The budget hotel chain saw total sales for the year rise 13 per cent, with like for like sales up 6 per cent.
After opening 70 new properties and exchanging on a record 96 hotels last year, Travelodge saw occupancy rise by 3 per cent on average across its portfolio, with those in London maintaining peak occupancy from Q2 onwards.
The group sold 7.2 million rooms, a 13 per cent increase on 2009, and retained 13 million of its customers.
Its performance has put the group in good stead to continue the rapid growth of its portfolio and achieve its aim to be the largest budget hotel operator in the capital by the London 2012 Olympic Games.

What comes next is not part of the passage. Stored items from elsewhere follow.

Issue #168, opened 2020-05-12
add ldconfig line in readme.md


nardusg:
## Telega Setup
*OS*: Fedora

## Current Behavior
Some linux distros don't have /usr/local/lib in ldconfig

## Steps to Reproduce
Install telega on Fedora

## Possible Solution
Fixed the readme.md file to include line that ldconfig need to contain /usr/loca/lib

PR #169, opened 2020-05-12
Add readme.md line for ldconfig cache

nardusg:
Hi

This is to add a line to readme.md to warn users to make sure ldconfig is setup correctly.

This pull request is to fix issue:

https://github.com/zevlg/telega.el/issues/168

### DIFF
--- a/README.md
+++ b/README.md
@@ -174,6 +174,8 @@ $ sudo make install
 It will install headers to `/usr/local/include` and library itself
 into `/usr/local/lib`.  These paths are hardcoded in `telega.el`.
 
+For Linux users, make sure `/usr/local/lib` is in you ldconfig cache, otherwise telega server build will fail.
+
 ### Building libtgvoip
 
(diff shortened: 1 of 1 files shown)


zevlg:
> For Linux users, make sure `/usr/local/lib` is in you ldconfig cache, otherwise telega server build will fail.

Build won’t fail. telega-server will build successfully, however you will get behaviour described in first question in the FAQ. See https://github.com/zevlg/telega.el#faq

nardusg:
Can close it if FAQ is sufficient ?

nardusg:
> > For Linux users, make sure `/usr/local/lib` is in you ldconfig cache, otherwise telega server build will fail.
> 
> Build won’t fail. telega-server will build successfully, however you will get behaviour described in first question in the FAQ. See https://github.com/zevlg/telega.el#faq

It does fail for Fedora users if ldconfig is  not spesified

Guy Parsons, chief executive of Travelodge, said he was pleased with the group’s performance so far and remained confident in its long-term prospects.
“Despite the tough climate in 2010, we have delivered a robust performance whilst continuing our strategic UK growth programme and demonstrating Travelodge’s continued strong recovery,” he said.
“The year has started in line with management’s expectations though clearly there has been an impact on the consumer from the recent VAT increase and the fuel and energy price increases. In terms of split, London’s performance is tracking against strong comparatives and the provinces continue to recover through a continuing seasonal weak demand period.”
Travelodge has invested £300m into building 36 hotels this year, 30 of which it hopes to open within the next 10 months. The group also intends to create 725 new jobs over the course of the year, with several more openings in the pipeline.
It will continue to refocus its openings in major cities and towns and away from roadside locations. Currently 18 per cent of Travelodge rooms are in London, 63 per cent in cities and towns, and 20 per cent at major motorways and roadsides.